The Knight crisis is not an isolated event. However, it has been looked at as a rallying call for greater visibility into the processes and compliance measures implemented within trading participants.
With the increasing complexity of trading algorithms, which are the backbone of trading procedures, the necessity of controls to govern these technology organizations is becoming more apparent each day.
Mary Shapiro, the outgoing Chair of the SEC, called for a review of the SEC’s automation review policies, which were put in place with exchanges after the 1987 market crash, that require venues to notify the regulator of trading failures or security lapses. Portions of those policies will serve as the basis for the new rules.

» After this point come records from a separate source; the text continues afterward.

Issue #2, opened 2015-08-18
Variable products support


franticpsyx:
Currently we do not allow subscription schemes to be defined for variable products -- when we do it, we could make this work at variation level, or we could simply ignore variations and use the existing "Subscriptions" tab to define subscription schemes at parent level.

louis2b:
I was thinking at this as I'd find it very useful to be able to subscribe to different skus. 
It may be obvious but I was thinking, how it could look in terms of ux, for variable products. 

I see 2 options to be able to define subs schemes at variation level
1. Having subscription fields appear in the different variations settings (in the variations tab)
2. keeping a subs tab, and for each subs scheme be able to give the variations to which it should be applied 

Option 2 seems much more interesting as there could be tons of variations and setting subs schemes 1by1 could be frustrating. 

Plus I agree with @franticpsyx in #1 : variations is sthg that defines the products, and subscriptions schemes is more how you sell it. So they should be kept separated.

franticpsyx:
Added to the 1.1 milestone - cc @thenbrent

Ahrengot:
Is there a rough time frame for when 1.1 will be ready?

franticpsyx:
>Is there a rough time frame for when 1.1 will be ready?

Hard to say - however, I can definitely say that we will be able to allocate more resources to SATT in Q2.

Ahrengot:
Alright I'm still a little unclear on the time frame. I'm trying to figure out if we're talking about weeks or months, but it sounds like months — Correct?

franticpsyx:
@thenbrent Can we perhaps brainstorm a few ideas about this to see what we want/need to implement?

@Ahrengot The main issue here is that we haven't specced this feature at all, so it's still unclear what the workload is going to be. We don't have a roadmap in place for SATT development, but we do have a pretty good idea of the features we want to prioritize - this is one of them. It's still hard to give an ETA, though - sorry I can't be more specific but the open source nature of the project makes it difficult to make any commitments.

seb86:
@franticpsyx and @Ahrengot I think option one would be better for adding subscriptions to variation products.

I think it would be confusing to some users to go between tabs in order to apply subscription options per variation.

Plus there is the issue of the data being saved. If you placed the subscription options under it's own section, would it not require more work to identify each subscription option per variable option.

thenbrent:
> Can we perhaps brainstorm a few ideas about this to see what we want/need to implement?

[...]

PR #35, opened 2016-05-14
Variable products support

franticpsyx:
@thenbrent @seb86 

A draft for variable products support at product-level. Some things worth noting:

- Feel free to ignore the individual commits and look at the changes directly. The "real" additions/changes are minimal, if you ignore some restructuring and obsessive-compulsive tweaks to existing code and inline docs.
- In the admin area, I have left both "price override" methods active (Discount + Override), although in #2 we discussed that the **Override** option doesn't seem too meaningful/relevant for variable products when adding subscription options at product-level. I figured, however, that it might be useful if the intent is to override the price of **all variations** and offer them at the same discounted price when subscribing to one of them. You will also notice that the admin "Subscriptions" tab option descriptions for variable products are slightly modified in some cases - for instance the "Override product" Subscription Price option has been renamed to "Override all variations" and the "Inherit from product" option has been renamed to "Inherit from chosen variation".
- All front-end work associated with displaying subscription options is contained in https://github.com/Prospress/woocommerce-subscribe-all-the-things/commit/1230c7016916905182f42697a48bc7dc825220b1 . Note that the task of updating the options is handled by the core variations script, since the options markup is replacing the `price_html` field in the `variations_data` json object. The markup is rendered using the same logic + template that renders the options in the Simple product case.
- I got a bit stuck with modifying the price string returned by the `get_price_html` method, but I think my modifications to https://github.com/Prospress/woocommerce-subscribe-all-the-things/blob/issue-2/includes/class-wcsatt-display.php#L428 should be enough. 
- While variable products support at such a basic level has been mostly painless, I have had a chance to roughly estimate the difficulty for implementing this at variation-level. Ironically, one of the toughest problems to tackle when/if we approach this at variation level is going to be the price string "calculation" (filtering the output of `get_price_html`), since each variation will have its own set of sub schemes. When the time comes, we'll see how to handle this "challenge", but let's just note it down for now.

Let me know what you find :)


seb86:
@franticpsyx Code looks OK to me just quickly reading through it. I will test it out later today.

franticpsyx:
@thenbrent @seb86 Merging, then! If you happen to find any bug, feel free to open a separate issue. For now, let's consider #2 closed until we decide to take this to variation level.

The implementation of a powerful trading platform rests on many pillars. Their remarkable effectiveness has led to the reliance of historically legacy solutions to deal with the rapid release schedules that firms now face to stay recognized as leading systems. This comes at a cost, as this increased pressure to deliver innovation has opened up these systems, and more importantly, the processes and tools that govern them to exposure and the risk of failure if glitches occur. As a result, the concepts outlined in DevOps are clearly necessitated in order to continue delivering key features and key components of financial markets, proper execution will help avert crises such as the Knight fiasco in future.
The comprehension and adoption of the various frameworks, the integration of IT Automation, and clear governance of development and operational environments will go a long way into ensuring that a fiasco such as the Knight crisis remains solely as a problem of the past, never to be replicated. Unfortunately, we still have a long way to go in this journey.